Extracted data entries
━━━━━━

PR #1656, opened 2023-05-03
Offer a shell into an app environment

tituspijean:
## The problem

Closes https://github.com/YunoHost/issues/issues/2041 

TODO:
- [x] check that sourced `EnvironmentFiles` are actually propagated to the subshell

━━━━━━

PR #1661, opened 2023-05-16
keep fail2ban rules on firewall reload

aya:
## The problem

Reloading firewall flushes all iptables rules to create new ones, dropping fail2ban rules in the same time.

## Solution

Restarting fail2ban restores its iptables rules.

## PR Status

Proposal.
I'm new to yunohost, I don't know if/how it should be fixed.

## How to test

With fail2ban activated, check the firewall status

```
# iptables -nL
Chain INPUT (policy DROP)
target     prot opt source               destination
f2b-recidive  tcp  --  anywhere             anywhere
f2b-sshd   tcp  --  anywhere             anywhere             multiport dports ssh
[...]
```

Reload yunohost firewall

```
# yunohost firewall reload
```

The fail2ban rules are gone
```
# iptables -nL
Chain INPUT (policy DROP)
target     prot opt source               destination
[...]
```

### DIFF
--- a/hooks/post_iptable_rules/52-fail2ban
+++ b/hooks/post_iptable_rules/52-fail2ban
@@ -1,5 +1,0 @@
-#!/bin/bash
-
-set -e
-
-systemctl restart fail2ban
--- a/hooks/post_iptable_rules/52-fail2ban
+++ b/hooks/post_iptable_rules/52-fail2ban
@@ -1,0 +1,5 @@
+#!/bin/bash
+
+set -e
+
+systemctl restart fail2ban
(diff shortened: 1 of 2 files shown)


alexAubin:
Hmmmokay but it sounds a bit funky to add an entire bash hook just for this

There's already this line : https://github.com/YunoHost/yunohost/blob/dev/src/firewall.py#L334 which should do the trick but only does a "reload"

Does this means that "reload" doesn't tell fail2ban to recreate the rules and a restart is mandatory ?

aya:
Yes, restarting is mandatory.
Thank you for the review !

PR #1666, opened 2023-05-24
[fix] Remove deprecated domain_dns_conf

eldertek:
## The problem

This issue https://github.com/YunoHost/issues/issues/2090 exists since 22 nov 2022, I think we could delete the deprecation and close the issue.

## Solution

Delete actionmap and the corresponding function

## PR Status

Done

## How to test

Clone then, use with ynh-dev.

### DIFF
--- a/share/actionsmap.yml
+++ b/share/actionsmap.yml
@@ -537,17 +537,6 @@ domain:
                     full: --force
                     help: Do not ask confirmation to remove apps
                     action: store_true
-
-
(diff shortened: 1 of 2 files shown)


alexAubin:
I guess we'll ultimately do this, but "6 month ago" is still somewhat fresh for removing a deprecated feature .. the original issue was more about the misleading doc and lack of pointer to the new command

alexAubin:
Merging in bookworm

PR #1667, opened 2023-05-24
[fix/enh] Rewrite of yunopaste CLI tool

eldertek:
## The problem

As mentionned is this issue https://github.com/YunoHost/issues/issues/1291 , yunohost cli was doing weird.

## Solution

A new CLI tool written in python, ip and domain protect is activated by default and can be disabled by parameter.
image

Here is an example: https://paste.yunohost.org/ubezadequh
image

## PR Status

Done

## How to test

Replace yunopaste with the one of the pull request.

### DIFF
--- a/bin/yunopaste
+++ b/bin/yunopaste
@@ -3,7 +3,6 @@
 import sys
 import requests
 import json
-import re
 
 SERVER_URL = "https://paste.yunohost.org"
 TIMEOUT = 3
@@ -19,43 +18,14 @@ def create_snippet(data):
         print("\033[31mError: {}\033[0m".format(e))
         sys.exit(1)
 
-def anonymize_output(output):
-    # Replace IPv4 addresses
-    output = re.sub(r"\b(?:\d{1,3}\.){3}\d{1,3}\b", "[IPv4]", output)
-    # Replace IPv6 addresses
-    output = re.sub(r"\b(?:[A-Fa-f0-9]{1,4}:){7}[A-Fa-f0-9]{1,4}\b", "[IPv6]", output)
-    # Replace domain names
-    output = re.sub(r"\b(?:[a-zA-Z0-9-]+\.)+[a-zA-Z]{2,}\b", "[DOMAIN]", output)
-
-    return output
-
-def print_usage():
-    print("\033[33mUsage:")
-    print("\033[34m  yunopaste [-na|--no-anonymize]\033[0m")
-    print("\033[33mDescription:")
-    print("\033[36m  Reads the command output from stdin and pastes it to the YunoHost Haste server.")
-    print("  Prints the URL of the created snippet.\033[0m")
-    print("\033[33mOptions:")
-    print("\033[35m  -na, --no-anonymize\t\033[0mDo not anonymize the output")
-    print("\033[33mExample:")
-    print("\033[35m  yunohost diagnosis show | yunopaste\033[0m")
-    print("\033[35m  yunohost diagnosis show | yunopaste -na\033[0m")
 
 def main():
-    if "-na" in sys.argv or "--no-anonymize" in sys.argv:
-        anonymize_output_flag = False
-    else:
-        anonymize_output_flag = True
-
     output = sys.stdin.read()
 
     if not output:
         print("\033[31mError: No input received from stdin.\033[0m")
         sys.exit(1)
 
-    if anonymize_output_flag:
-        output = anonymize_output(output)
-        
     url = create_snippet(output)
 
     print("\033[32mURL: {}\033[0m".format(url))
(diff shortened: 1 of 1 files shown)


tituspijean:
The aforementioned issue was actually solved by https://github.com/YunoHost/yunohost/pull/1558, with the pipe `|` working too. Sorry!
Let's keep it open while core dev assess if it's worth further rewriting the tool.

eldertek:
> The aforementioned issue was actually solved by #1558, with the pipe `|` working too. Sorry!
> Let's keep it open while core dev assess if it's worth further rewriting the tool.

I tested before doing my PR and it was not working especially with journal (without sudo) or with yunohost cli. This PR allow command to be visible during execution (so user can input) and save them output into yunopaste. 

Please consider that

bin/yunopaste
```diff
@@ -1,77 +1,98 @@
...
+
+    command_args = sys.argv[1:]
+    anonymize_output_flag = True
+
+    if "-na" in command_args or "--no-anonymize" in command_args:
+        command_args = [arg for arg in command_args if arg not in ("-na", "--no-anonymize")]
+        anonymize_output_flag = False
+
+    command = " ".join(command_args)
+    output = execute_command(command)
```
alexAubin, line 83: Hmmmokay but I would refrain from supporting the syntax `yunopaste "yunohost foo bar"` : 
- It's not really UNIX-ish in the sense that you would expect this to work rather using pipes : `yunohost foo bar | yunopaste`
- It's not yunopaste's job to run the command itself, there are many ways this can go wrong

━━━━━━

■ Task prompt:
Copy every line above in which the string "solved" shows up.

■ Result of the exercise:
The aforementioned issue was actually solved by https://github.com/YunoHost/yunohost/pull/1558, with the pipe `|` working too. Sorry!
> The aforementioned issue was actually solved by #1558, with the pipe `|` working too. Sorry!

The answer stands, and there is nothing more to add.